◆ **INPUT MATERIAL**:
Issue #1410, opened 2016-07-13
Open Documents Tracker -> VFPT.Core


cloudRoutine:
In order to move the functionality of some of the features over to VFPT.Core we need an open documents tracker on the Core side that will store the dirty buffers of the documents currently open in the editor. This will not remove the `OpenDocumentsTracker` from the Logic side, but will shift it's purpose to sending Document Open, Closed, and Changed events as well as the text of these documents to the Core side.  It may need to apply changes to open docs received back from the Core side, but it's  currently unclear if that will be necessary.

In VFPT.Core the `OpenDocument` record will store the text and the range equivalent to the snapshot span instead of `ITextDocument` and `ITextSnapshot`

The types in logic should be renamed to `VSOpenDocument` and `VSOpenDocumentsTracker`

Code Located @ 
https://github.com/fsprojects/VisualFSharpPowerTools/blob/master/src/FSharpVSPowerTools.Logic/ProjectSystem/OpenDocumentsTracker.fs

PR #1418, opened 2016-07-14
Move iopendocumentstracker

smoothdeveloper:
First step for #1410


src/FSharpVSPowerTools.Logic/ProjectSystem/OpenDocumentsTracker.fs
```diff
@@ -15,23 +16,24 @@ type OpenDocument =
...
       LastChangeTime: DateTime
       ViewCount: int }
-    member x.Text = lazy (x.Snapshot.GetText())
     static member Create document snapshot encoding lastChangeTime = 
         { Document = document
           Snapshot = snapshot
           Encoding = encoding
           LastChangeTime = lastChangeTime
           ViewCount = 1 }
+    member private x.text = lazy (x.Snapshot.GetText())
```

◆ **EXERCISE**: Nothing but the lines from the top of the records down to the line with "In order to" belongs in the answer; repeat them exactly.

◆ **ANSWER BOX**:
Issue #1410, opened 2016-07-13
Open Documents Tracker -> VFPT.Core


cloudRoutine:
In order to move the functionality of some of the features over to VFPT.Core we need an open documents tracker on the Core side that will store the dirty buffers of the documents currently open in the editor. This will not remove the `OpenDocumentsTracker` from the Logic side, but will shift it's purpose to sending Document Open, Closed, and Changed events as well as the text of these documents to the Core side.  It may need to apply changes to open docs received back from the Core side, but it's  currently unclear if that will be necessary.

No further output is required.